▸ **Exercise instructions**
Only one stretch of the listing below is wanted. Begin at the line that has "-136,7 +140,10 @@", stop after the line that has "OskarDamkjaer, line 375: Can't", and repeat every line in between exactly.

▸ **Data records**
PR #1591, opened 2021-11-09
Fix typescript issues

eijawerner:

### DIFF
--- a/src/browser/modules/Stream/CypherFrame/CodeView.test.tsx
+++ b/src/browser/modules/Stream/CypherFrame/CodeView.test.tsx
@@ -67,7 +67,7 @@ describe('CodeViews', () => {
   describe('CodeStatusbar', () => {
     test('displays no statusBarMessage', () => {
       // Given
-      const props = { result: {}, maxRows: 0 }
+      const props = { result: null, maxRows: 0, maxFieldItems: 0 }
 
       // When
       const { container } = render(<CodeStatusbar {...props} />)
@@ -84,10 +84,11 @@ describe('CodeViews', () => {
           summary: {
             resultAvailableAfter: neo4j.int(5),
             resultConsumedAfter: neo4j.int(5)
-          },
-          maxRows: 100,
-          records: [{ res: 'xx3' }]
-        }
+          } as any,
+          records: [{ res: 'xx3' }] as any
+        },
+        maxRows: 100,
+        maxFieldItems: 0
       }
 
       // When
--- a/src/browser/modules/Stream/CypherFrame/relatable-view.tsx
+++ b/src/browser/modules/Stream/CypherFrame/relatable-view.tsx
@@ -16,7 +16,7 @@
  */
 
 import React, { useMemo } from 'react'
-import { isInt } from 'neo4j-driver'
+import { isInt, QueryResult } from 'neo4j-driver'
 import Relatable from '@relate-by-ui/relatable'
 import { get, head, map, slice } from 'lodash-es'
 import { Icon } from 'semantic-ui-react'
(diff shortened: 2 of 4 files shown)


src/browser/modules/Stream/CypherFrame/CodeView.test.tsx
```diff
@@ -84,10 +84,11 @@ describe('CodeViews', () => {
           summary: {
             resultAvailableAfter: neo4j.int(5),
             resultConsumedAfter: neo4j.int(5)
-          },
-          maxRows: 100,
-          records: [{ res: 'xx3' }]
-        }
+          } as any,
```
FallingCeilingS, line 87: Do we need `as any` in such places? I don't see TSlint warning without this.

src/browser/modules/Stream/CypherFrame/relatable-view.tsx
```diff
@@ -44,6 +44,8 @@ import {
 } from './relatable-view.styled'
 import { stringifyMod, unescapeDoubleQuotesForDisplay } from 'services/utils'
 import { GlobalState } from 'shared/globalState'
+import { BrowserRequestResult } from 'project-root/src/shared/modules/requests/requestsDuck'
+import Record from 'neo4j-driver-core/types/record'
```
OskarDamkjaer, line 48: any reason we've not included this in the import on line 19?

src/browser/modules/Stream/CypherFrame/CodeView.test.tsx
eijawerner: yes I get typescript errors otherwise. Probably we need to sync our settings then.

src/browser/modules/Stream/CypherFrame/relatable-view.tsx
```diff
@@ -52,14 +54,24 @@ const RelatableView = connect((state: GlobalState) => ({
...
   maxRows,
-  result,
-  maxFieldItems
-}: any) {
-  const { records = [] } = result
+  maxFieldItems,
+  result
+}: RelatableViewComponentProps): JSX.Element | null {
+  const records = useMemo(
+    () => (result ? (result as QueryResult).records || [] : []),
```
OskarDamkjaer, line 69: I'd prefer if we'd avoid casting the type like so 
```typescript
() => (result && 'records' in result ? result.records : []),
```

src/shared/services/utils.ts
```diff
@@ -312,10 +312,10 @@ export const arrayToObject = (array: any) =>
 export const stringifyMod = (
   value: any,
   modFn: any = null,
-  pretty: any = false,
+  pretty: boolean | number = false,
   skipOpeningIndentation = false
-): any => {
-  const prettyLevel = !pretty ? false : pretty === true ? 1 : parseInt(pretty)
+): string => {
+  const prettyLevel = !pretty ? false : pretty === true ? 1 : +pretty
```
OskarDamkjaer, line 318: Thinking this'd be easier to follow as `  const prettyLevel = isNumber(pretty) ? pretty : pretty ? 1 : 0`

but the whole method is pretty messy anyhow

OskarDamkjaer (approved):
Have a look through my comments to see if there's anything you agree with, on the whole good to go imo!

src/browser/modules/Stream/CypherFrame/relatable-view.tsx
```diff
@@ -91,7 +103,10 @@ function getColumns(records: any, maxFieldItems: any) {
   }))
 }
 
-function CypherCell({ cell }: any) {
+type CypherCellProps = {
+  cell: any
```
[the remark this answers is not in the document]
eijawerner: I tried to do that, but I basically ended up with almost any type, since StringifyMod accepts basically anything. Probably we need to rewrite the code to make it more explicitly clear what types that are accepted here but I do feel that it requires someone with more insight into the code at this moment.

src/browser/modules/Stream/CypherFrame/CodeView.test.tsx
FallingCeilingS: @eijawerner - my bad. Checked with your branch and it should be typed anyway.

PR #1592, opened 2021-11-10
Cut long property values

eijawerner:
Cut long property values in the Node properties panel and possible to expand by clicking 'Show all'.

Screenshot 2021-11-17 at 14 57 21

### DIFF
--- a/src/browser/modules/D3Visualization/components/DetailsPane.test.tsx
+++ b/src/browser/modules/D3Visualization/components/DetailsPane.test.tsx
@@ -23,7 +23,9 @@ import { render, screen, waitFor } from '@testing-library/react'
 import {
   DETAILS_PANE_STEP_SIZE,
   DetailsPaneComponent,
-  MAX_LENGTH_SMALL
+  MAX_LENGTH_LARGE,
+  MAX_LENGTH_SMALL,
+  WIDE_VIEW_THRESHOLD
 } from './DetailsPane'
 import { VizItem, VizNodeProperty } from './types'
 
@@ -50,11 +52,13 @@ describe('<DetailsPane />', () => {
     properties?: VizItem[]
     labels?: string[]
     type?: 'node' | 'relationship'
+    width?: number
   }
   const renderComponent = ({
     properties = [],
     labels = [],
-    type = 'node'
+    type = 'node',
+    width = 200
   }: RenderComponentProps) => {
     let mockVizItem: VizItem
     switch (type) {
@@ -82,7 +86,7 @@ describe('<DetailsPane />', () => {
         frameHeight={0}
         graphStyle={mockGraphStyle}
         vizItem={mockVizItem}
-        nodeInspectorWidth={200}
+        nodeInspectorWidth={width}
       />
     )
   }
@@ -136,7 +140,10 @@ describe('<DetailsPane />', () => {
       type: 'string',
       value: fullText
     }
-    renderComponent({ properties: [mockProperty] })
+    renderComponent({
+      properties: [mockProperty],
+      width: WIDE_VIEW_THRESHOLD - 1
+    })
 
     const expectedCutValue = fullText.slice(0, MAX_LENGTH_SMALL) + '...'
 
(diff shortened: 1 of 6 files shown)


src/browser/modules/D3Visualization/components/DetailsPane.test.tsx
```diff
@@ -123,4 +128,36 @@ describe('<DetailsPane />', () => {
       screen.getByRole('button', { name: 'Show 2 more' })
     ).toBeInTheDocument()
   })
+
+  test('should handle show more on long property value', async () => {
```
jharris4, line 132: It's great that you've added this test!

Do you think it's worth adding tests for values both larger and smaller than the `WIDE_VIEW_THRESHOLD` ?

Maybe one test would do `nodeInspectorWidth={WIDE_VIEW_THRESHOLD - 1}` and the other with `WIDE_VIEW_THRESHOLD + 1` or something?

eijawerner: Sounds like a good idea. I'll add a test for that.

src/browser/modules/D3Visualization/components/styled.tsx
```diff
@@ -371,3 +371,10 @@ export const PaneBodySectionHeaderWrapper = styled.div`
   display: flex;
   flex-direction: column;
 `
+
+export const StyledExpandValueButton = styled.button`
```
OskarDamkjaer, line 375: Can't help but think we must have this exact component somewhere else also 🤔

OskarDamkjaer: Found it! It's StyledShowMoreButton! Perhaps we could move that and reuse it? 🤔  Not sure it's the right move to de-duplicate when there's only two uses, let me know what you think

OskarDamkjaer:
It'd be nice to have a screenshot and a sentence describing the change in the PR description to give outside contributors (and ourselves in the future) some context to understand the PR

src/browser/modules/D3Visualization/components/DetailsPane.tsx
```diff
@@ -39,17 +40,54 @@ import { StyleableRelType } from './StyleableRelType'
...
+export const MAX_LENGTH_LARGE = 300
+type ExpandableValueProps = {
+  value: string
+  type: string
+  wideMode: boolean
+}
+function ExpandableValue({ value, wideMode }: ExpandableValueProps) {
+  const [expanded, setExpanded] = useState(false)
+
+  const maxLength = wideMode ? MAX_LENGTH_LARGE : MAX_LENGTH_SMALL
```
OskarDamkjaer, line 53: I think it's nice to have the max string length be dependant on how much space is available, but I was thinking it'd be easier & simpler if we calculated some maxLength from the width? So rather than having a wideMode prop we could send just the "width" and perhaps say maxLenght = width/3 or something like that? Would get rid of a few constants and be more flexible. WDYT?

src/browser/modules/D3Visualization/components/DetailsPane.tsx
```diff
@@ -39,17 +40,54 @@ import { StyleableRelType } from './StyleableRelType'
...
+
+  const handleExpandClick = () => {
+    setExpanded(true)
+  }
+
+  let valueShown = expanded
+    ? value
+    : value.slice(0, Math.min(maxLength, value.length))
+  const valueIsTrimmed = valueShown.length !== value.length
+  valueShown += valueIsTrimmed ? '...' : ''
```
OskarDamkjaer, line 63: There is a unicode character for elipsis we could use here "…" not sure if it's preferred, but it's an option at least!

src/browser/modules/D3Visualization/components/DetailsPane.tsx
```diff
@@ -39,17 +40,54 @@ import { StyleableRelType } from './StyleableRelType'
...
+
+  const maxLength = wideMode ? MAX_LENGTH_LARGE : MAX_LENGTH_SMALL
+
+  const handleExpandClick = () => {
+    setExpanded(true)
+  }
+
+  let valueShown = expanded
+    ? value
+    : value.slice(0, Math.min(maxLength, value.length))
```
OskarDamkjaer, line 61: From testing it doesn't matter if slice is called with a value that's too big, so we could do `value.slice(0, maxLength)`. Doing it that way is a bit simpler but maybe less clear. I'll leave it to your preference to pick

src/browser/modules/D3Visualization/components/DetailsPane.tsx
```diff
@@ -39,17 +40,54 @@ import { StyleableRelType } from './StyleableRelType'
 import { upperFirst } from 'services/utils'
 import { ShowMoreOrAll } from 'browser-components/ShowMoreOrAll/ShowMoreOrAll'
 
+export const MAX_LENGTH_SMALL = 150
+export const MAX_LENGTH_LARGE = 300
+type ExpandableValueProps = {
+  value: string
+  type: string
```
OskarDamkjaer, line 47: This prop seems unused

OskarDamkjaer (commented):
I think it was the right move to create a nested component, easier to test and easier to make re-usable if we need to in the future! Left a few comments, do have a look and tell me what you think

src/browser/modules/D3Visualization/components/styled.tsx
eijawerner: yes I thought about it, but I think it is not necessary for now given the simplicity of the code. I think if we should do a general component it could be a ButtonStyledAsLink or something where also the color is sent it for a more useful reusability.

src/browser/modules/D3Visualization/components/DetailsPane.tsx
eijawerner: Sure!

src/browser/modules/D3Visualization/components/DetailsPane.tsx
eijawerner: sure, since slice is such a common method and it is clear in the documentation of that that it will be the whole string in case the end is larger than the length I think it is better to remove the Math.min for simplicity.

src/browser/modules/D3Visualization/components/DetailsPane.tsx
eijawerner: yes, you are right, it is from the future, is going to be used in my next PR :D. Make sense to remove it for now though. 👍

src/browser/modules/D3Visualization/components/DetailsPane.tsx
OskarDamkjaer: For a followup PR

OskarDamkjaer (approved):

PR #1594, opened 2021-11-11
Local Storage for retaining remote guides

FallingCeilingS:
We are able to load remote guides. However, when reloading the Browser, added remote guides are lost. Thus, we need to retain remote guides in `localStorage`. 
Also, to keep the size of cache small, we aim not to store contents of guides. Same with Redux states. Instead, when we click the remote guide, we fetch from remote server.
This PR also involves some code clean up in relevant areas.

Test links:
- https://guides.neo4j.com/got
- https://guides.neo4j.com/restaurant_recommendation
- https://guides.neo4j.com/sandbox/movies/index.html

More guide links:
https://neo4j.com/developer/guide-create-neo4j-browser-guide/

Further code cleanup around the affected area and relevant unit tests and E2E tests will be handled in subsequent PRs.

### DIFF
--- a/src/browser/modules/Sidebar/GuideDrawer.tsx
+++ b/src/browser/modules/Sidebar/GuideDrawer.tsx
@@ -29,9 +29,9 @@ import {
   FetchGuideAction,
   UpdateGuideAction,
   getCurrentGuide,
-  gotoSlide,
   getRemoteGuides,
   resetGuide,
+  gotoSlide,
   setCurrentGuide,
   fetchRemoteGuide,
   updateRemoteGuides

▸ **Expected answer**
@@ -136,7 +140,10 @@ describe('<DetailsPane />', () => {
       type: 'string',
       value: fullText
     }
-    renderComponent({ properties: [mockProperty] })
+    renderComponent({
+      properties: [mockProperty],
+      width: WIDE_VIEW_THRESHOLD - 1
+    })
 
     const expectedCutValue = fullText.slice(0, MAX_LENGTH_SMALL) + '...'
 
(diff shortened: 1 of 6 files shown)


src/browser/modules/D3Visualization/components/DetailsPane.test.tsx
```diff
@@ -123,4 +128,36 @@ describe('<DetailsPane />', () => {
       screen.getByRole('button', { name: 'Show 2 more' })
     ).toBeInTheDocument()
   })
+
+  test('should handle show more on long property value', async () => {
```
jharris4, line 132: It's great that you've added this test!

Do you think it's worth adding tests for values both larger and smaller than the `WIDE_VIEW_THRESHOLD` ?

Maybe one test would do `nodeInspectorWidth={WIDE_VIEW_THRESHOLD - 1}` and the other with `WIDE_VIEW_THRESHOLD + 1` or something?

eijawerner: Sounds like a good idea. I'll add a test for that.

src/browser/modules/D3Visualization/components/styled.tsx
```diff
@@ -371,3 +371,10 @@ export const PaneBodySectionHeaderWrapper = styled.div`
   display: flex;
   flex-direction: column;
 `
+
+export const StyledExpandValueButton = styled.button`
```
OskarDamkjaer, line 375: Can't help but think we must have this exact component somewhere else also 🤔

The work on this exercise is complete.